Saved data entries:
------------------------------------------------
PR #263, opened 2021-04-26
Plot updates, scatter pie charts

SteffenHeu:
- Remove MultiDatasetXYZScatterPlot
  - functionality integrated into SimpleXYZScatterPlot
- Mobility-m/z heatmap uses pie chart, can now plot aligned feature lists
  - added pie dataset, renderer, and provider to draw scatter-pie-charts
  - rows are rendered as pie, overall size = summed row intensity, individual slices are data file dependant
grafik
- the pie dataset, chart and renderer can be used in SimpleXYZScatterPlot
- added method to merge frames (but not feasibly to plot for now, too much data points)
- RegionSelectionWrapper now has buttons for loading and saving regions to an extra file

- SimpleXYZScatterPlot:
  - if dataset(s) with a paint scale are used, the paintscale of the first dataset will be used as a legend by default (still need to add this as javadoc)
  - a custom legend paint scale can be set
  - if the dataset is not a PaintScaleProvider, the default methods of the renderers are used. (as in pie datasets)


robinschmid (changes requested):

src/main/java/io/github/mzmine/gui/chartbasics/simplechart/datasets/ColoredXYZPieDataset.java
```diff
@@ -0,0 +1,182 @@
...
+      maxZ = Math.max(zValue, maxZ);
+
+      for(int j = 0; j < sliceIdentifiers.length; j++) {
+        summedZValues[i] += getZValue(j, i);
+      }
+    }
+
+    domainRange = Range.closed(minDomain, maxDomain);
+    rangeRange = Range.closed(minRange, maxRange);
+    zRange = Range.closed(minZ, maxZ);
```
robinschmid, line 158: Same here. Range 0-1 if computedItemCount == 0

src/main/java/io/github/mzmine/gui/chartbasics/simplechart/providers/impl/features/RowToMobilityMzHeatmapProvider.java
```diff
@@ -0,0 +1,206 @@
...
+  }
+
+  @Override
+  public double getDomainValue(int index) {
+    return rows.get(index).getAverageMZ();
+  }
+
+  @Override
+  public double getRangeValue(int index) {
+    return Objects.requireNonNullElse(rows.get(index).getAverageMobility(), 0f).doubleValue();
```
robinschmid, line 153: getAverageMobility is currently float - so null check does not work.
Why is the range method different to the domain method?

src/main/java/io/github/mzmine/gui/chartbasics/simplechart/RegionSelectionWrapper.java
```diff
@@ -136,10 +178,83 @@ private void initSelectionPane() {
...
 
   public GridPane getSelectionControls() {
     return selectionControls;
   }
+
+  private void loadRegionsFromFile() {
+    MZmineCore.runLater(() -> {
+      final FileChooser chooser = new FileChooser();
+      chooser.getExtensionFilters()
+          .add(new ExtensionFilter("MZmine regions file", "*.mzmineregion"));
```
robinschmid, line 191: maybe change format name to something xml - makes it obvious that this is in xml format
mzmineregionxml

src/main/java/io/github/mzmine/gui/chartbasics/simplechart/SimpleXYChart.java
```diff
@@ -241,7 +242,7 @@ public synchronized XYDataset removeDataSet(int index) {
     }
     plot.setDataset(index, null);
     plot.setRenderer(index, null);
-    notifyDatasetsChangedListeners();
+//    notifyDatasetChangeListeners();
```
robinschmid, line 245: Maybe there should be an notify option as a method argument

src/main/java/io/github/mzmine/gui/chartbasics/simplechart/SimpleXYZScatterPlot.java
```diff
@@ -81,35 +89,39 @@
...
+  private XYShapeAnnotation currentRegionAnnotation;
 
   /**
    * Needs to be stored in case a separate legend canvas is used, so we can redraw the legend when
    * the canvas is resized.
    */
-  private PaintScaleLegend currentLegend = null;
+  private Title currentLegend = null;
+  @Nullable
+  private final ObjectProperty<PaintScale> legendPaintScale = new SimpleObjectProperty<>(null);
```
robinschmid, line 124: this property cannot be null - the annotations works on the property object and not on its value right?
Does it need to be a property (for JavaFX binding) or could it also be an Optional?

src/main/java/io/github/mzmine/gui/chartbasics/simplechart/SimpleXYZScatterPlot.java
```diff
@@ -144,53 +155,100 @@ public SimpleXYZScatterPlot(@Nonnull String title) {
...
       getChart().fireChartChanged();
     });
   }
 
   /**
-   * @param dataset the dataset. null to clear the plot. Removes all other datasets.
+   * @param dataset the main dataset. null to clear the plot. Removes all other datasets.
    */
   public void setDataset(@Nullable ColoredXYZDataset dataset) {
 //    assert Platform.isFxApplicationThread();
```
robinschmid, line 233: remove this comment? 
and it should not be asserted at this point

src/main/java/io/github/mzmine/gui/chartbasics/simplechart/SimpleXYZScatterPlot.java
```diff
@@ -144,53 +155,100 @@ public SimpleXYZScatterPlot(@Nonnull String title) {
...
 
     removeAllDatasets();
+    if (dataset == null) {
+      return;
+    }
+
     plot.setDataset(dataset);
```
robinschmid, line 240: synchronized is not needed if you then assert its on the FX Thread.
So you already force it to be on one thread - there is no way for concurrent modification ;)
However, do we really need to run it on the fx thread?

As far as I remember you change the dataset and then you still need to notify jfreechart to repaint the chart with the fire change event method. It should be fine to set the dataset outside of JavaFX and then call the change event

src/main/java/io/github/mzmine/gui/chartbasics/simplechart/SimpleXYZScatterPlot.java
```diff
@@ -208,8 +266,9 @@ public void setDataset(T dataProvider) {
    */
   public synchronized int addDataset(XYZDataset dataset, XYItemRenderer renderer) {
     assert Platform.isFxApplicationThread();
```
robinschmid, line 268: copied from above:
synchronized is not needed if you then assert its on the FX Thread. So you already force it to be on one thread - there is no way for concurrent modification ;) However, do we really need to run it on the fx thread?
As far as I remember you change the dataset and then you still need to notify jfreechart to repaint the chart with the fire change event method. It should be fine to set the dataset outside of JavaFX and then call the change event

src/main/java/io/github/mzmine/gui/chartbasics/simplechart/SimpleXYZScatterPlot.java
```diff
@@ -416,41 +502,37 @@ private void initializePlot() {
...
-      }
+
+    if(getXYPlot().indexOf((XYDataset) event.getDataset()) == 0) {
+      updateLegend();
     }
+
     MZmineCore.getConfiguration().getDefaultChartTheme().applyToLegend(chart);
-    chart.fireChartChanged();
+    if (chart.isNotify()) {
+      chart.fireChartChanged();
```
robinschmid, line 532: ok sounds about right. So this way you do not need to force the addDataset / setDataset methods on the fx thread. This part should handle it

src/main/java/io/github/mzmine/gui/chartbasics/simplechart/SimpleXYZScatterPlot.java
SteffenHeu: JFreechart automatically notifies. However, when rendering the chart to an image, we don't want it to be on the jfx thread. So it's kinda hacky right now and i don't know what the best solution is.

src/main/java/io/github/mzmine/gui/chartbasics/simplechart/providers/impl/features/RowToMobilityMzHeatmapProvider.java
SteffenHeu: Since we want to change to Float in the future, i wanted to make it future safe.

src/main/java/io/github/mzmine/datamodel/impl/SimpleMergedMassSpectrum.java
```diff
@@ -169,6 +171,9 @@ public MassList getMassList() {
 
   @Override
   public synchronized void addMassList(final @Nonnull MassList massList) {
+    if(massList == null) {
+      logger.info("blub");
```
robinschmid, line 175: remove logging

src/main/java/io/github/mzmine/util/scans/SpectraMerging.java
```diff
@@ -340,6 +337,7 @@ public static MergedMsMsSpectrum getMergedMsMsSpectrumForPASEF(@Nonnull final Im
           mzIntensities[0], mzIntensities[1],
           spectrum.getPrecursorMZ(), spectrum.getPrecursorCharge(), spectrum.getCollisionEnergy(),
           spectrum.getMSLevel(), sourceSpectra, mergingType, cf);
+//      mergedMsMsSpectrum.addMassList(new ScanPointerMassList(mergedMsMsSpectrum));
```
robinschmid, line 340: remove this line if you do not need it

robinschmid:
Thanks Steffen

PR #541, opened 2022-02-15
Wizard MS2 pair

robinschmid:
The default settings for MS2 pairing were too wide - we used the width but it should actually be a tolerance


robinschmid:
Approved by @SteffenHeu

PR #544, opened 2022-02-16
Spectral library matching in batch mode

robinschmid:
The parameter to select spectral libraries was dependent on importing the libraries before starting the batch.
Now by default all imported libraries are used - otherwise users can specify what libraries to use.

Also added the import to the Advanced All Data Import. I guess that most users will import one or two big libraries (done with one task each). The module starts those tasks first and then adds the data import tasks. This should give better performance.

image


SteffenHeu:
awfully big window imo. can we make the buttons group in two columns?

robinschmid:
Actually fits easily on my screen with extra space.
I think it actually makes sense to have some height on both TextAreas. You can see more files / libraries then

robinschmid:
Same size like the Batch mode - seems fine to me. We could also change that in the future

image

SteffenHeu:
> Actually fits easily on my screen with extra space. I think it actually makes sense to have some height on both TextAreas. You can see more files / libraries then

Id say theres space for aroudn 15 libraries now, which is just a lot

robinschmid:
The GNPS libraries are fragmented into multiple parts and MassBankEU is one file per spectrum although you could convert folders to separate libraries:
https://gnps.ucsd.edu/ProteoSAFe/libraries.jsp

It think it does not really make a difference

robinschmid:
But if you like I can put the buttons on two columns

robinschmid:
Updated the layout 
image

PR #553, opened 2022-02-28
Fix zoom and spectrum select events in TIC / SpectraPlot

robinschmid:
Now we use the ChartGestureHandler - and click events are only used if the mouse was still during the event (no dragging)


SteffenHeu:
Works fine, thanks Robin!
------------------------------------------------
§ What is required
The response must consist solely of the lines from the top of the records through the line holding "- a custom legend paint scale can be set", copied word for word.

§ Expected answer
PR #263, opened 2021-04-26
Plot updates, scatter pie charts

SteffenHeu:
- Remove MultiDatasetXYZScatterPlot
  - functionality integrated into SimpleXYZScatterPlot
- Mobility-m/z heatmap uses pie chart, can now plot aligned feature lists
  - added pie dataset, renderer, and provider to draw scatter-pie-charts
  - rows are rendered as pie, overall size = summed row intensity, individual slices are data file dependant
grafik
- the pie dataset, chart and renderer can be used in SimpleXYZScatterPlot
- added method to merge frames (but not feasibly to plot for now, too much data points)
- RegionSelectionWrapper now has buttons for loading and saving regions to an extra file

- SimpleXYZScatterPlot:
  - if dataset(s) with a paint scale are used, the paintscale of the first dataset will be used as a legend by default (still need to add this as javadoc)
  - a custom legend paint scale can be set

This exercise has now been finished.